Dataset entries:
_____
Issue #275, opened 2025-02-13
Update Defered Endpoint


babisRoutis:
Response 
======

- [x] Remove `credential`
- [x] Update the elements of `credentials` to be JSON object with `credential` claim

Issue #273, opened 2025-02-13
Update Credential Endpoint


babisRoutis:
Request
=======
- [ ]  Replace `format` with `credential_configuration_id`

Response
========
- [ ] Remove `c_nonce`, `c_nonce_expires_in`
- [ ] Remove `credential`
- [ ] Update the elements of `credentials` to be JSON object with `credential` claim

PR #283, opened 2025-02-14
Credential Endpoint/Deferred Credential Endpoint draft15 alignment

dzarras:
See:
- #273 
- #275

### DIFF
--- a/src/main/kotlin/eu/europa/ec/eudi/pidissuer/port/input/GetDeferredCredential.kt
+++ b/src/main/kotlin/eu/europa/ec/eudi/pidissuer/port/input/GetDeferredCredential.kt
@@ -44,50 +44,40 @@ sealed interface DeferredCredentialSuccessResponse {
      */
     @Serializable
     data class PlainTO(
-        val credential: JsonElement?,
-        val credentials: JsonArray?,
+        val credentials: List<CredentialTO>,
         @SerialName("notification_id") val notificationId: String? = null,
     ) : DeferredCredentialSuccessResponse {
         init {
-            require((credential != null) xor (credentials != null)) {
-                "exactly one of 'credential' or 'credentials' must be provided"
-            }
-            credential?.also { credential ->
-                require(credential is JsonObject || (credential is JsonPrimitive && credential.isString)) {
-                    "credential must either be a JsonObject or a string JsonPrimitive"
-                }
-            }
-            credentials?.forEach { credential ->
-                require(credential is JsonObject || (credential is JsonPrimitive && credential.isString)) {
-                    "credentials must contain either JsonObjects or string JsonPrimitives"
-                }
+            require(credentials.isNotEmpty()) {
+                "credentials must not be empty"
             }
         }
 
         companion object {
             /**
-             * Single credential has been issued.
-             */
-            fun single(
-                credential: JsonElement,
-                notificationId: String?,
-            ): PlainTO = PlainTO(
-                credential = credential,
-                credentials = null,
-                notificationId = notificationId,
-            )
-
-            /**
              * Multiple credentials have been issued.
              */
-            fun multiple(
+            operator fun invoke(
                 credentials: JsonArray,
                 notificationId: String?,
             ): PlainTO = PlainTO(
-                credential = null,
-                credentials = credentials,
+                credentials = credentials.map { CredentialTO(it) },
                 notificationId = notificationId,
             )
+        }
+
+        /**
+         * A single issued Credential.
+         */
+        @Serializable
+        data class CredentialTO(
+            @Required val credential: JsonElement,
+        ) {
+            init {
+                require(credential is JsonObject || (credential is JsonPrimitive && credential.isString)) {
+                    "credential must be either a JsonObjects or a string JsonPrimitive"
+                }
+            }
         }
     }
 
@@ -132,17 +122,10 @@ class GetDeferredCredential(
             is LoadDeferredCredentialResult.IssuancePending -> raise(GetDeferredCredentialErrorTO.IssuancePending)
             is LoadDeferredCredentialResult.InvalidTransactionId -> raise(GetDeferredCredentialErrorTO.InvalidTransactionId)
             is LoadDeferredCredentialResult.Found -> {
-                val plain = when (loadDeferredCredentialResult.credential.credentials.size) {
-                    1 -> DeferredCredentialSuccessResponse.PlainTO.single(
-                        loadDeferredCredentialResult.credential.credentials.head,
-                        loadDeferredCredentialResult.credential.notificationId?.value,
-                    )
-
-                    else -> DeferredCredentialSuccessResponse.PlainTO.multiple(
-                        JsonArray(loadDeferredCredentialResult.credential.credentials),
-                        loadDeferredCredentialResult.credential.notificationId?.value,
-                    )
-                }
+                val plain = DeferredCredentialSuccessResponse.PlainTO(
+                    JsonArray(loadDeferredCredentialResult.credential.credentials),
+                    loadDeferredCredentialResult.credential.notificationId?.value,
+                )
 
                 when (loadDeferredCredentialResult.responseEncryption) {
                     RequestedResponseEncryption.NotRequired -> plain
--- a/src/main/kotlin/eu/europa/ec/eudi/pidissuer/port/input/GetDeferredCredential.kt
+++ b/src/main/kotlin/eu/europa/ec/eudi/pidissuer/port/input/GetDeferredCredential.kt
@@ -26,10 +26,7 @@ import eu.europa.ec.eudi.pidissuer.port.out.persistence.LoadDeferredCredentialRe
 import kotlinx.serialization.Required
 import kotlinx.serialization.SerialName
 import kotlinx.serialization.Serializable
-import kotlinx.serialization.json.JsonArray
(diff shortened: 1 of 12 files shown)


src/main/kotlin/eu/europa/ec/eudi/pidissuer/port/input/GetDeferredCredential.kt
```diff
@@ -44,51 +44,41 @@ sealed interface DeferredCredentialSuccessResponse {
...
                 notificationId = notificationId,
             )
         }
+
+        /**
+         * A single issued Credential.
+         */
+        @Serializable
+        data class CredentialTO(
+            @Required val credential: JsonElement,
```
babisRoutis, line 74: Each credential may have additional JSON elements. 
This is not reflected to `CredentialTO`

So, `CredentialTO` should be serialized into a JsonObject having a mandatory `credential` claim and optionally, additional claims.

Two possible implementations that I can think of:

- Make `CredentialTO` a value class containing a JsonObject. Factory method will enforce the presence of `credential` claim.
- Keep `CredentialTO` as a data class, add another optional `additionalInfo: JsonObject?` and provide a custom serializer that would merge `credential` & `additionalInfo` into a JsonObject

src/main/kotlin/eu/europa/ec/eudi/pidissuer/port/input/IssueCredential.kt
```diff
@@ -60,12 +51,14 @@ data class ProofTo(
...
     @SerialName("ldp_vp")
     val ldpVp: String? = null,
+    val attestation: String? = null,
 )
 
 @Serializable
 data class ProofsTO(
     @SerialName("jwt") val jwtProofs: List<String>? = null,
     @SerialName("ldp_vp") val ldpVpProofs: List<String>? = null,
+    @SerialName("attestation") val attestations: List<String>? = null,
```
babisRoutis, line 61: I have the impression that additional checks apply for `attestation` case.
If provided, it should contain a single element.

src/main/kotlin/eu/europa/ec/eudi/pidissuer/port/input/IssueCredential.kt
```diff
@@ -75,22 +68,16 @@ data class CredentialResponseEncryptionTO(
...
 @Serializable
 data class CredentialRequestTO(
-    val format: FormatTO? = null,
-    val proof: ProofTo? = null,
-    val proofs: ProofsTO? = null,
     @SerialName("credential_identifier")
     val credentialIdentifier: String? = null,
+    @SerialName("credential_configuration_id")
+    val credentialConfigurationId: String? = null,
+    val proof: ProofTo? = null,
```
babisRoutis, line 77: Mark `proof` as deprecated. It will be removed from a subsequent draft

src/main/kotlin/eu/europa/ec/eudi/pidissuer/port/input/IssueCredential.kt
```diff
@@ -194,68 +165,52 @@ sealed interface IssueCredentialResponse {
...
-            ): PlainTO = PlainTO(transactionId = transactionId, nonce = nonce)
+            fun deferred(transactionId: String): PlainTO = PlainTO(transactionId = transactionId)
+        }
+
+        /**
+         * A single issued Credential.
+         */
+        @Serializable
+        data class CredentialTO(
+            @Required val credential: JsonElement,
```
babisRoutis, line 207: Please check my comments on `CredentialTO` above

babisRoutis (changes requested):

src/main/kotlin/eu/europa/ec/eudi/pidissuer/port/input/IssueCredential.kt
dzarras: My bad.

From the spec:
> attestation: A JWT [[RFC7519](https://openid.net/specs/openid-4-verifiable-credential-issuance-1_0.html#RFC7519)] representing a key attestation without using a proof of possession of the cryptographic key material that is being attested. When a proof_type parameter in a proof object is set to attestation, the object MUST also contain an attestation parameter that includes a JWT as defined in [Section 8.2.1.3](https://openid.net/specs/openid-4-verifiable-credential-issuance-1_0.html#attestation-proof-type).

My understanding is that it is a single JWT string. Not a list with a single JWT string.

babisRoutis: For draft 15, use the following as a guide

```json
{
  "proof_type": "attestation",
  "attestation": "<key attestation in JWT format>"
}
``` 

After d15, it will change again (https://github.com/openid/OpenID4VCI/pull/453)

dzarras: Disregard my previous comment. This is the description for the `proof` property of Credential Request.

Quoting section [8.2.1 Proof Types](https://openid.net/specs/openid-4-verifiable-credential-issuance-1_0.html#name-proof-types):
> [8.2.1. ](https://openid.net/specs/openid-4-verifiable-credential-issuance-1_0.html#section-8.2.1)[Proof Types](https://openid.net/specs/openid-4-verifiable-credential-issuance-1_0.html#name-proof-types)
This specification defines the following proof types:
`jwt`: A JWT [[RFC7519](https://openid.net/specs/openid-4-verifiable-credential-issuance-1_0.html#RFC7519)] is used for proof of possession. When a proof_type parameter in a proof object is set to jwt, it MUST also contain a jwt parameter that includes a JWT as defined in [Section 8.2.1.1](https://openid.net/specs/openid-4-verifiable-credential-issuance-1_0.html#jwt-proof-type). When a proofs object is using a jwt proof type, it MUST include a jwt parameter with its value being an array of JWTs, where each JWT is formed as defined in [Section 8.2.1.1](https://openid.net/specs/openid-4-verifiable-credential-issuance-1_0.html#jwt-proof-type).
`ldp_vp`: A W3C Verifiable Presentation object signed using the Data Integrity Proof [[VC_Data_Integrity](https://openid.net/specs/openid-4-verifiable-credential-issuance-1_0.html#VC_Data_Integrity)] as defined in [[VC_DATA_2.0](https://openid.net/specs/openid-4-verifiable-credential-issuance-1_0.html#VC_DATA_2.0)] or [[VC_DATA](https://openid.net/specs/openid-4-verifiable-credential-issuance-1_0.html#VC_DATA)] is used for proof of possession. When a proof_type parameter in a proof object is set to ldp_vp, it MUST also contain an ldp_vp parameter that includes a [W3C Verifiable Presentation](https://www.w3.org/TR/vc-data-model-2.0/#presentations-0) defined in [Section 8.2.1.2](https://openid.net/specs/openid-4-verifiable-credential-issuance-1_0.html#ldp-vp-proof-type). When a proofs object is using a ldp_vp proof type, it MUST include an ldp_vp parameter with its value being an array of [W3C Verifiable Presentations](https://www.w3.org/TR/vc-data-model-2.0/#presentations-0), where each of these W3C Verifiable Presentation is formed as defined in [Section 8.2.1.2](https://openid.net/specs/openid-4-verifiable-credential-issuance-1_0.html#ldp-vp-proof-type).
`attestation`: A JWT [[RFC7519](https://openid.net/specs/openid-4-verifiable-credential-issuance-1_0.html#RFC7519)] representing a key attestation without using a proof of possession of the cryptographic key material that is being attested. When a proof_type parameter in a proof object is set to attestation, the object MUST also contain an attestation parameter that includes a JWT as defined in [Section 8.2.1.3](https://openid.net/specs/openid-4-verifiable-credential-issuance-1_0.html#attestation-proof-type).
There are two ways to convey key attestations (as defined in [Appendix D](https://openid.net/specs/openid-4-verifiable-credential-issuance-1_0.html#keyattestation)) of the cryptographic key material during Credential issuance:
The Wallet uses the jwt proof type in the Credential Request to create a proof of possession of the key and adds the key attestation in the JOSE header.
The Wallet uses the attestation proof type in the Credential Request with the key attestation without a proof of possession of the key itself.
Depending on the Wallet's implementation, the attestation may avoid unnecessary End-User interaction during Credential issuance, as the key itself does not necessarily need to perform signature operations.
Additional proof types MAY be defined and used.

The spec clearly states the content `proofs` for `jwt` and `ldp_vp`, but doesn't mention anything for `attestation`. Additionally, the spec contains only a single example for `proof` when using `attestation`. No examples exists for `proofs` when using `attestation`.

Maybe we should request a clarification from OpenId4VCI.

src/main/kotlin/eu/europa/ec/eudi/pidissuer/port/input/IssueCredential.kt
```diff
@@ -467,86 +440,44 @@ private interface Validations : Raise<IssueCredentialError> {
             InvalidProof("You can provide at most '${supportedBatchIssuance.maxProofsSupported}' proofs")
```
dzarras, line 440: @babisRoutis Leaving this here as a reminder. When we add support for Attestation, this check needs to be moved elsewhere. For Attestation we need to ensure that the number of keys being attested is less than `supportedBatchIssuance.maxProofsSupported`. This check cannot be performed here.

babisRoutis (approved):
_____
§ **Problem**: Only one number is wanted: how many lines of the data above include the word "attestations".

§ **Result**: 2